In your answer, repeat each line of the data exactly.

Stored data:
○ ○ ○ ○
PR #13153, opened 2023-04-17
Allow compilation with any GTest version 1.10+

robertmaynard:
## Description
GTest max support for `Types` was removed in 1.11, so we remove the workarounds in cudf_gtest.

Since we need to support our custom `Types` and the GTest 1.11+ version rework the type_list_utilities to be generic and not depend on specific traits.

Also corrected the `<<` overloads for GTest printing so that they work with GTest 1.11.

## Checklist


robertmaynard:
> Question: Do we need the ostream code for debugging? Seems like a candidate for removal.

The ostream code is needed so that we can use the `cudf::meanvar` type with GTest macro's like `EXPECT_EQ` and `EXPECT_NEAR`.

ttnghia (approved):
○ ○ ○ ○
■ Result of the exercise:
PR #13153, opened 2023-04-17
Allow compilation with any GTest version 1.10+

robertmaynard:
## Description
GTest max support for `Types` was removed in 1.11, so we remove the workarounds in cudf_gtest.

Since we need to support our custom `Types` and the GTest 1.11+ version rework the type_list_utilities to be generic and not depend on specific traits.

Also corrected the `<<` overloads for GTest printing so that they work with GTest 1.11.

## Checklist


robertmaynard:
> Question: Do we need the ostream code for debugging? Seems like a candidate for removal.

The ostream code is needed so that we can use the `cudf::meanvar` type with GTest macro's like `EXPECT_EQ` and `EXPECT_NEAR`.

ttnghia (approved):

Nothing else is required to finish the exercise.